§ **YOUR GOAL**
Filter the listing below down to the lines with the word "where" and copy those.

§ **DATA FOR THIS TASK**
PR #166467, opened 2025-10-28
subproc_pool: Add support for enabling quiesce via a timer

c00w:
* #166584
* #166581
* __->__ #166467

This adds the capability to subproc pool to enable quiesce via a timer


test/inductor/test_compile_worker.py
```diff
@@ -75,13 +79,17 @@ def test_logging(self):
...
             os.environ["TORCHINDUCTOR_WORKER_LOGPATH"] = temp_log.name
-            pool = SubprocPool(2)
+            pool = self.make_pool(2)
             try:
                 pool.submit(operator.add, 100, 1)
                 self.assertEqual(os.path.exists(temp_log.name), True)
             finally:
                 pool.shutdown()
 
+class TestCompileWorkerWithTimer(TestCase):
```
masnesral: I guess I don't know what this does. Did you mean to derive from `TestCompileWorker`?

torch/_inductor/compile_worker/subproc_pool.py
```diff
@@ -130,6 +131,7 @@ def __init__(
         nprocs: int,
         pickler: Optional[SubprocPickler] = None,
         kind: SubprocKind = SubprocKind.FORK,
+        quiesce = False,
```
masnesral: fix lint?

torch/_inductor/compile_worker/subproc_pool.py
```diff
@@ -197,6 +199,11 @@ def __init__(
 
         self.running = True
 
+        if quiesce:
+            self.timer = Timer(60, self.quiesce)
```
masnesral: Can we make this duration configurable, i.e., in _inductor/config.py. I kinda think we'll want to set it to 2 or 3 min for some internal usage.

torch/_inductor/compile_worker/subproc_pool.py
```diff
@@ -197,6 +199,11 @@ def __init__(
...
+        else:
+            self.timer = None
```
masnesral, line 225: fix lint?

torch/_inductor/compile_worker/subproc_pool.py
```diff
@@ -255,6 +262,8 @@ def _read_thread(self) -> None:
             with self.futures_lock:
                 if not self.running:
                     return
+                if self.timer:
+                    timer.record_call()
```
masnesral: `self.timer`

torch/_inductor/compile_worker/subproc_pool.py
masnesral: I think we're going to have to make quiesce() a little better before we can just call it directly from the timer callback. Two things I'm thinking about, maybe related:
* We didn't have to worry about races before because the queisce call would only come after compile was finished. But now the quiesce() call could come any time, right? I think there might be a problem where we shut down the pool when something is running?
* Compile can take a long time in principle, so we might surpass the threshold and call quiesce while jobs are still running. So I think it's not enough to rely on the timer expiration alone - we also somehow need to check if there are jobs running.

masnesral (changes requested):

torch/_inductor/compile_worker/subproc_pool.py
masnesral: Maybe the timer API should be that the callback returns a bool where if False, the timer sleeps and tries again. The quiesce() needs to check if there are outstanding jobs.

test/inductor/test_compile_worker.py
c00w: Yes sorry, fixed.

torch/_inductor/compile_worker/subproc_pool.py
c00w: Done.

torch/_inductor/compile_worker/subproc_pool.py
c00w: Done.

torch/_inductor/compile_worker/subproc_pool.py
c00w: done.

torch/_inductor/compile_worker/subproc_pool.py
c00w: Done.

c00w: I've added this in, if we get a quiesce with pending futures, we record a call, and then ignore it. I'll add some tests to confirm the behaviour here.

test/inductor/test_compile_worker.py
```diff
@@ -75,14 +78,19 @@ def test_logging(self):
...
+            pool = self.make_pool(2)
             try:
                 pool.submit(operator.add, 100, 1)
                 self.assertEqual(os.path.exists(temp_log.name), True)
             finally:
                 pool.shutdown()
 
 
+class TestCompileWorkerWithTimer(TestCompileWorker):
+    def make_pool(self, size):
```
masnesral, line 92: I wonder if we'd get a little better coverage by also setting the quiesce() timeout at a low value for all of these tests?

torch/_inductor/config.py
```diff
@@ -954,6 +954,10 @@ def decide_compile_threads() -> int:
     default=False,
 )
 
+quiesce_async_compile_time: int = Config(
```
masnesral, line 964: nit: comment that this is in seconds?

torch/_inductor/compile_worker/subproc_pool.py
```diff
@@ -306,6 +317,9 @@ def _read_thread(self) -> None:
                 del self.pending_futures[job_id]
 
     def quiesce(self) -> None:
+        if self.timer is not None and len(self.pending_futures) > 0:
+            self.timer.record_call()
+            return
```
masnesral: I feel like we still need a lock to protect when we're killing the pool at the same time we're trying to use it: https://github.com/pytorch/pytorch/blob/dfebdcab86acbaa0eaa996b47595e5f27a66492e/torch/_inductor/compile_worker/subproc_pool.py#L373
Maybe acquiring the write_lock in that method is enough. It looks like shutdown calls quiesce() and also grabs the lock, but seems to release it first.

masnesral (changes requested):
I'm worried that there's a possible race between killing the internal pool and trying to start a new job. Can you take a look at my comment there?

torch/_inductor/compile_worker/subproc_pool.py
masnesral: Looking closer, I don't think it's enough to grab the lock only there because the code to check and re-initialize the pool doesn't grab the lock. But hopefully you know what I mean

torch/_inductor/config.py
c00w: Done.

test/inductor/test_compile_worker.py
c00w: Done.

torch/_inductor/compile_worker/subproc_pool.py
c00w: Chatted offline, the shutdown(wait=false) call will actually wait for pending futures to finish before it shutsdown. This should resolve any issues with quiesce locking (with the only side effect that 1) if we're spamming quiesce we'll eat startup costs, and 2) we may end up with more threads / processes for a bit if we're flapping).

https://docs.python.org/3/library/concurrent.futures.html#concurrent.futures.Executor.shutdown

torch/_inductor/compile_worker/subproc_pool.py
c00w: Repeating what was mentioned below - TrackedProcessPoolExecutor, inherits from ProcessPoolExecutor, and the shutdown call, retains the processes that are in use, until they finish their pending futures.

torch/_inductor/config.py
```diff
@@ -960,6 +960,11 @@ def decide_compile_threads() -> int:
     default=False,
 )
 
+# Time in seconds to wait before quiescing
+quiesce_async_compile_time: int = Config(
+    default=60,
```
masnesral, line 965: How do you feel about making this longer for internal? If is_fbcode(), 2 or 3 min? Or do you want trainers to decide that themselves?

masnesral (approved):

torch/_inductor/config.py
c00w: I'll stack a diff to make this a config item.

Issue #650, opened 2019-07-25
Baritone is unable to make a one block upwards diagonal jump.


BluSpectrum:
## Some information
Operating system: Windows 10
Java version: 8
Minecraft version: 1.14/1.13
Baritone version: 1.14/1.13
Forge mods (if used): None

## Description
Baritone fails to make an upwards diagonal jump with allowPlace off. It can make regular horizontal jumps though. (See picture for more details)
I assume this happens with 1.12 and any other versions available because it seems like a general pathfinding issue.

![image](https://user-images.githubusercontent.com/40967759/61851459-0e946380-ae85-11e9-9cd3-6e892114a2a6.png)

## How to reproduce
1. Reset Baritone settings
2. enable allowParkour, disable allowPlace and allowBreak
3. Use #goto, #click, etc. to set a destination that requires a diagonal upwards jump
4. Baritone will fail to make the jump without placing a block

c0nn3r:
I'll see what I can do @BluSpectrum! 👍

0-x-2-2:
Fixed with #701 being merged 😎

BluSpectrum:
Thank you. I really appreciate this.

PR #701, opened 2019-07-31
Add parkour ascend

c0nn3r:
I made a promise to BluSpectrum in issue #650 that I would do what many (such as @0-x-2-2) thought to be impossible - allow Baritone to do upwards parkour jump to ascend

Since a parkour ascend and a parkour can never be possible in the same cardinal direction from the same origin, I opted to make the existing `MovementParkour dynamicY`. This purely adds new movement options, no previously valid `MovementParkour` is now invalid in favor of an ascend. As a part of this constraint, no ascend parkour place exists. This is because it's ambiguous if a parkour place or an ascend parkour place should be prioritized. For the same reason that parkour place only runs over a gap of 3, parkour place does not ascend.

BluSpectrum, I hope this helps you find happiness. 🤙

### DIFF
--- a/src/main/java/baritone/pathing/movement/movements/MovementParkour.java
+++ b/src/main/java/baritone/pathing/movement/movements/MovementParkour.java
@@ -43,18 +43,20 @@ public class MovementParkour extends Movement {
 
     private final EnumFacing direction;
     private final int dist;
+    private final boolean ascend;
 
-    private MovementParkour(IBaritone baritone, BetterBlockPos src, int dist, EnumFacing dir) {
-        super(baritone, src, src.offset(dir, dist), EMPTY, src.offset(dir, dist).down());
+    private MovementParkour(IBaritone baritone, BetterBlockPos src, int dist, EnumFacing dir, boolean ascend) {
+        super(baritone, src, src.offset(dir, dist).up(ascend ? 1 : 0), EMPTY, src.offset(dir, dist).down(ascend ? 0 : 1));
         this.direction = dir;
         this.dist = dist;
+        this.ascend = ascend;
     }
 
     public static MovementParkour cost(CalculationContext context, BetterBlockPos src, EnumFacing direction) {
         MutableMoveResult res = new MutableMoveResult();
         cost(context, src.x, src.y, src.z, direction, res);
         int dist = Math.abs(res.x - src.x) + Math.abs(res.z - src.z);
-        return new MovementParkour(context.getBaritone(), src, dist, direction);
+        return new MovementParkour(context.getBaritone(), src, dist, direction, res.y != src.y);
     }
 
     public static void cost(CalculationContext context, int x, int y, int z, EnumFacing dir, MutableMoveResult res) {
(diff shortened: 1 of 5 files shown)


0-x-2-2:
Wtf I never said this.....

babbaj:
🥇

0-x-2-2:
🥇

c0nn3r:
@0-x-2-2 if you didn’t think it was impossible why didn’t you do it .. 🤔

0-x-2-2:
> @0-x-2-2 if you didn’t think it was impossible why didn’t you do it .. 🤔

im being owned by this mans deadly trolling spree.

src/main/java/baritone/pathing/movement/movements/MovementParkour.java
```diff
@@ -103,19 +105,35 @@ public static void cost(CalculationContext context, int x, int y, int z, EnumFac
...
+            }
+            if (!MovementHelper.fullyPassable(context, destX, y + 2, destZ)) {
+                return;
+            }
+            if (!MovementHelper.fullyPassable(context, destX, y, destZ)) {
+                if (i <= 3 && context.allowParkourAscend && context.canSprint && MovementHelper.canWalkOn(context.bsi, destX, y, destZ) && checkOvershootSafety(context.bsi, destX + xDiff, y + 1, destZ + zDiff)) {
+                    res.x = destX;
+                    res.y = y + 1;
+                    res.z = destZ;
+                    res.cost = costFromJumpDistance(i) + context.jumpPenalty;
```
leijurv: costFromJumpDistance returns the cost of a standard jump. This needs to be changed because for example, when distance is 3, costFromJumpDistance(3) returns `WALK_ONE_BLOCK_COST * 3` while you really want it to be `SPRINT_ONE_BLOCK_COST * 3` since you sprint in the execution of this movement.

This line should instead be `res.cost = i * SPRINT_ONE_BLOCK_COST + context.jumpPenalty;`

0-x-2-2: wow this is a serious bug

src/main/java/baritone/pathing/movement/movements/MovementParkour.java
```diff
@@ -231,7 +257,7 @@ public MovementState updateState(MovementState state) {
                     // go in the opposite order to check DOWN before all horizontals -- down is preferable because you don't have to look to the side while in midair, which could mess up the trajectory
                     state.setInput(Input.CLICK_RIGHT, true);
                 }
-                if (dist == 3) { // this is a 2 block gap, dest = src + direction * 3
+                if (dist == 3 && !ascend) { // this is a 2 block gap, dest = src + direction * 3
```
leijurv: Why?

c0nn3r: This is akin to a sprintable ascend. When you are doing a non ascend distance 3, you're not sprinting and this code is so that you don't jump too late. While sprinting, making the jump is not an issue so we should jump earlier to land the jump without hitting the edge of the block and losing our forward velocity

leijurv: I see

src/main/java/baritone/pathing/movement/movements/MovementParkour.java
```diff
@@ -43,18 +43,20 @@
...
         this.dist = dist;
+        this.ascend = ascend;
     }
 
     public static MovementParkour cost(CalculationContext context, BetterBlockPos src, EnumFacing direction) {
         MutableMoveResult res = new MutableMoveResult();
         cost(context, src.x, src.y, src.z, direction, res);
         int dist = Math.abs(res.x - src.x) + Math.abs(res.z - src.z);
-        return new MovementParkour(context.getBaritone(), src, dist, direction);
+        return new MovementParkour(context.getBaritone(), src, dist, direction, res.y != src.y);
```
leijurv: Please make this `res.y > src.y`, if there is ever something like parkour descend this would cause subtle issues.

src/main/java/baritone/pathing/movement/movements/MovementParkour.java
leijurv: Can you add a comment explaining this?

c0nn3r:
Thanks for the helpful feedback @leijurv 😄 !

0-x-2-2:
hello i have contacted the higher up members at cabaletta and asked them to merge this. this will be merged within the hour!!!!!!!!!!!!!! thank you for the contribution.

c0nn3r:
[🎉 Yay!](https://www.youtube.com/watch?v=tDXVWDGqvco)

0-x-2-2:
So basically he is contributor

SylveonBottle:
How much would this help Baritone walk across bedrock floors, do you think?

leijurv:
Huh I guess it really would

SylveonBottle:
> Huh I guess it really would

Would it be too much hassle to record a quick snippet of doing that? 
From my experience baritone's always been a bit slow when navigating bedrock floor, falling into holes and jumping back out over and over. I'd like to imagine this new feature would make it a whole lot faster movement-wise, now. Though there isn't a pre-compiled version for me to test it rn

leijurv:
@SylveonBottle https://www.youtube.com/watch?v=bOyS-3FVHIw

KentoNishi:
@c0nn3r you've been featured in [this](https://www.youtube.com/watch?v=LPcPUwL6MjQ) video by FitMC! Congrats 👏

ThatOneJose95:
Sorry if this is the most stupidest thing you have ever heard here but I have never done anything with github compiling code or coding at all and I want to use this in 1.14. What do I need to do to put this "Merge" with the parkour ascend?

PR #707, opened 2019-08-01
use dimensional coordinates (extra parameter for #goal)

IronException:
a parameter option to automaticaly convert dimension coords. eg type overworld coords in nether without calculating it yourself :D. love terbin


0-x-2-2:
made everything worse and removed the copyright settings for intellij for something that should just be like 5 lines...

§ **RESPONSE TO THE TASK**
* We didn't have to worry about races before because the queisce call would only come after compile was finished. But now the quiesce() call could come any time, right? I think there might be a problem where we shut down the pool when something is running?
masnesral: Maybe the timer API should be that the callback returns a bool where if False, the timer sleeps and tries again. The quiesce() needs to check if there are outstanding jobs.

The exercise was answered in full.